Windows Service Increasing CPU Consumption

At my job, I have a clutch of six Windows services that I am responsible for, written in C# 2003. Each of these services contain a timer that fires every minute or so, where the majority of their work happens.
My problem is that, as these services run, they start to consume more and more CPU time through each iteration of the loop, even if there is no meaningful work for them to do (ie, they're just idling, looking through the database for something to do). When they start up, each service uses an average of (about) 2-3% of 4 CPUs, which is fine. After 24 hours, each service will be consuming an entire processor for the duration of its loop's run.
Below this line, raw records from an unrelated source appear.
PR #413, opened 2023-06-19
Skip dataAvailabilityMode in program output

adamiak:
This is a fix for Apex Goerli testnet, which switches to a different program output (one more field) at block 8056029.


packages/encoding/src/decoding/decodePerpetualCairoOutput.ts
```diff
@@ -8,9 +8,16 @@ import { readForcedActions } from './readForcedActions'
...
 
-export function decodePerpetualCairoOutput(data: string): PerpetualCairoOutput {
+export function decodePerpetualCairoOutput(
+  data: string,
+  skipDataAvailabilityModeField?: boolean
+): PerpetualCairoOutput {
   const reader = new ByteReader(data)
 
+  if (skipDataAvailabilityModeField) {
+    const _dataAvailabilityMode = reader.readBigInt(32)
```
torztomasz, line 18:
```suggestion
    reader.readBigInt(32)
```

packages/backend/src/core/collectors/PerpetualCairoOutputCollector.ts
```diff
@@ -13,16 +14,31 @@ const ABI = new utils.Interface([
...
     }
     const decoded = ABI.decodeFunctionData('updateState', tx.data)
     const programOutputValues = decoded.programOutput as BigNumber[]
     const hexData = toHexData(programOutputValues)
-    return decodePerpetualCairoOutput(hexData)
+
+    // This is a fix for Apex Goerli testnet, which switches
+    // to a different program output (one more field) at block 8056029.
+    // See: https://github.com/starkware-libs/stark-perpetual/blob/eaa284683deec190407fece98b96546d10f6ad67/src/services/perpetual/cairo/output/program_output.cairo#L36
+    const skipDataAvailabilityModeField =
```
torztomasz, line 37: I would extract it to separate method called `shouldSkipDataAvailabilityModeField` so it does not make mess in collect function. The comment could be moved there also.

torztomasz (changes requested):

packages/backend/src/core/collectors/PerpetualCairoOutputCollector.ts
adamiak: Done

packages/backend/src/core/collectors/shouldSkipDataAvailabilityModeField.ts
```diff
@@ -0,0 +1,16 @@
+import { InstanceName } from '@explorer/shared'
+
+export function shouldSkipDataAvailabilityModeField(
```
torztomasz, line 3: In my opinion this function should be inside PerpetualCairoOutputCollector.ts

torztomasz (approved):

Can anyone help? I'm at a loss as to what could be causing this. Our current solution is to restart the services once a day (they shut themselves down, then a script sees that they're offline and restarts them at about 3AM). But this is not a long term solution; my concern is that as the services get busier, restarting them once a day may not be sufficient... but as there's a significant startup penalty (they all use NHibernate for data access), as they get busier, exactly what we don't want to be doing is restarting them more frequently.
#akmad: True, it is very difficult.
Yes, a service run in isolation will show the same symptom over time.
No, it doesn't. We've looked at that. This can happen at 10AM or 6PM or in the middle of the night. There's no consistency.
We do; and they are. The services are doing exactly what they should be, and nothing else.
Unfortunately, that requires foreknowledge of exactly when the services are going to be maxing out CPUs, which happens on an unpredictable schedule, and never very quickly... which makes things doubly difficult, because my boss will run and restart them when they start having problems without thinking of debug issues.
No, they're using a fairly consistent amount of RAM (approx. 60-80MB each, out of 4GB on the machine).
Good suggestions, but rest assured, we have tried all of the usual troubleshooting. What I'm hoping is that this is a .NET issue that someone might know about, that we can work on solving. My boss' solution (which I emphatically don't want to implement) is to put a field in the database which holds multiple times for the services to restart during the day, so that he can make the problem go away and not think about it. I'm desperately seeking the cause of the real problem so that I can fix it, because that solution will become a disaster in about six months.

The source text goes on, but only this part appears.